Différentes études ont comparé les RCCU selon les conditions de prélèvement de l’urine. Zimmer et

Reusch (2003) ont montré que le RCCU prélevé en clinique était significativement plus élevé que ceux

prélevés à la maison. Ni l’âge, ni le sexe, ni le type d’environnement habituel (extérieur/intérieur) n’ont

eu d’influence sur la concentration urinaire en cortisol. De même Cauvin et al. (2003) ont montré qu’une

augmentation significative du RCCU était observée lorsque le chat était hospitalisé ou soumis à un acte

vétérinaire. Il paraît donc préférable de prélever les urines au préalable, chez le propriétaire au calme,

pour obtenir des résultats cohérents avec l’état réel de la fonction corticosurrénalienne de l’animal.

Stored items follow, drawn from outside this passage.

PR #1084, opened 2025-07-03
[vello_hybrid]: add example for image destruction

grebmeg:
This is a follow-up to [the comment](https://github.com/linebender/vello/pull/1064#discussion_r2178903924) in #1064.

Extended the examples to include support for destroying images:

https://github.com/user-attachments/assets/36a1ed37-dd08-4c1f-b83f-9528bf63c87b

### DIFF
--- a/sparse_strips/vello_hybrid/examples/native_webgl/src/lib.rs
+++ b/sparse_strips/vello_hybrid/examples/native_webgl/src/lib.rs
@@ -11,8 +11,11 @@
 
 use std::cell::RefCell;
 use std::rc::Rc;
-use vello_common::kurbo::{Affine, Vec2};
-use vello_hybrid_scenes::AnyScene;
+use vello_common::{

Cauvin et al. (2003) ont également montré que le RCCU était très variable d’un chat à l’autre, ce qui

suggère que la concentration urinaire de cortisol pourrait varier aussi selon le rythme circadien.

44

2.4.2. L’aldostérone

L’aldostérone est un minéralocorticoïde produit dans la zone glomérulée des glandes surrénales. Cette

hormone favorise l’excrétion de potassium dans les urines et l’absorption du sodium au niveau des

cellules du tubule contourné distal rénal et des tubes collecteurs rénaux ainsi qu’au niveau des glandes

sudoripares, salivaires et du côlon. La réabsorption du sodium a pour conséquence une réabsorption d’eau

ce qui mène à une augmentation de la volémie. L’hyperaldostéronisme est une affection rare chez le chat.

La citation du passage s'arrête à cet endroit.